In our role as directors, we walked to the upper lobby to greet Gurumayi. When we saw Gurumayi approaching, we exclaimed in unison, “Good morning, Gurumayi!”

Gurumayi smiled and responded, “Good morning!”

Gurumayi then said that as she was walking through the first-floor hallway on her way to the satsang, she glanced out the window and saw Krishna Werner (a professional jazz pianist who also offers seva in the Music Department) walking by the Amrit Café courtyard in Anugraha wearing a raincoat.

Gurumayi asked Shivani, “Will Krishna be coming to the satsang?

Shivani enthusiastically replied that he had been invited and that she would ask someone to go find him.

Gurumayi laughed and said that this would not be necessary, since if he had been invited, he was sure to show up. We then followed Gurumayi into the lower lobby, where all the participants were standing to greet Gurumayi with brilliant smiles on their faces.

Gurumayi greeted everyone, “Good morning!”

The participants joyfully responded, “Good morning, Gurumayi!”

Looking around, Gurumayi asked who was wearing Fourth of July colors.

July 4 is Independence Day in the United States. On this day in 1776, the founding fathers of the United States adopted the Declaration of Independence, establishing the U.S. as a nation independent from Great Britain. It is traditional on July 4 to wear red, white, and blue—the colors of the American flag.

Shivani observed that one of the musicians was wearing a red, white, and blue punjabi.

Gurumayi said she also saw a lot of people in the colors of the flag of India—green and orange.

We all took our seats, and a few moments later, Gurumayi glanced at the music ensemble and saw that Krishna Werner was happily seated by the synthesizer. Jokingly, Gurumayi said to Krishna, “Shivani wanted to go looking for you since you were not already in your seat and I said ‘No, he will come.’ I think the reason that she wanted to look for you is that she heard the name Krishna and she thought she was a gopi, so she had to go looking for Krishna!” Everyone laughed heartily. Divine love was in the air.

Swami Ishwarananda, the host for this satsang, then signaled for the musicians to lead everyone in singing Sadgurunath Maharaj ki Jay.

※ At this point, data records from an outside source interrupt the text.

Issue #9479, opened 2021-03-04
Job Template loads twice if autopopulate is triggered


nixocio:
##### ISSUE TYPE
 - Bug Report

##### SUMMARY
Job Template loads twice if the project auto populate is triggered. 

Right now, if there is just one project available - the auto populate will be triggered on the the Job Template Add screen, and the page will load twice.

This issue is being sorted out.

unlikelyzero:
Note: this is showing up in the visual tests

tiagodread:
Verified manually and all e2e tests are green

PR #9488, opened 2021-03-04
Fix extra re-render for Job Template

nixocio:
Fix extra re-render for Job Template.

Also, update a few unit-tests.

See: https://github.com/ansible/awx/issues/9479

### DIFF
--- a/awx/ui_next/src/components/Lookup/ExecutionEnvironmentLookup.jsx
+++ b/awx/ui_next/src/components/Lookup/ExecutionEnvironmentLookup.jsx
@@ -1,11 +1,11 @@
 import React, { useCallback, useEffect } from 'react';
-import { string, func, bool } from 'prop-types';
+import { string, func, bool, oneOfType, number } from 'prop-types';
 import { useLocation } from 'react-router-dom';
 import { withI18n } from '@lingui/react';
 import { t } from '@lingui/macro';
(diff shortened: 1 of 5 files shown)


nixocio:
Currently running e2e tests. I ran the tests running github actions and got 🟢

awx/ui_next/src/components/Lookup/ExecutionEnvironmentLookup.jsx
```diff
@@ -26,15 +26,38 @@ function ExecutionEnvironmentLookup({
...
   organizationId,
   popoverContent,
+  projectId,
   tooltip,
   value,
-  onBlur,
 }) {
   const location = useLocation();
 
+  const {
```
jakemcdermott, line 39: I guess we needed to move it into the lookup component - that makes sense.

nixocio: I originally had this change like that, but I tried to reduce the number of props, since we want to filter using the organization id. Attempting to fetch the project before, and just pass the related org, but that generated extra requests/re-renders. Not terrible, but now the component has an extra prop related to the project.

jakemcdermott (approved):

tiagodread (approved):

Swami ji wished Gurumayi a good morning, and we all echoed him with enthusiasm: “Good morning, Gurumayi!”

Gurumayi looked around at the participants and said, “Namaste.”

We all replied, “Namaste.”

Gurumayi said, “I was thinking it’s nice to teach the children the word namaste.

Swami ji explained the significance of namaste, a greeting that’s used in India and on the Siddha Yoga path. He said that namaste means,I honor the Self, the divine Self, in you.” Swami ji invited all of us to again offer namaste to Gurumayi in this traditional manner. Participants brought their hands together in front of their hearts and in unison said, “Namaste.” This time, as we all offered namaste to Gurumayi with the conscious awareness of its meaning and received Gurumayi’s namaste, the love in the air sparkled even more brightly. The experience of respect was tangible.

Swami ji then mentioned that the families participating in the satsang had traveled to Shree Muktananda Ashram from across the world—from Mexico and Germany, from Australia and Ireland, and from all across the United States. He acknowledged how beautiful everyone looked.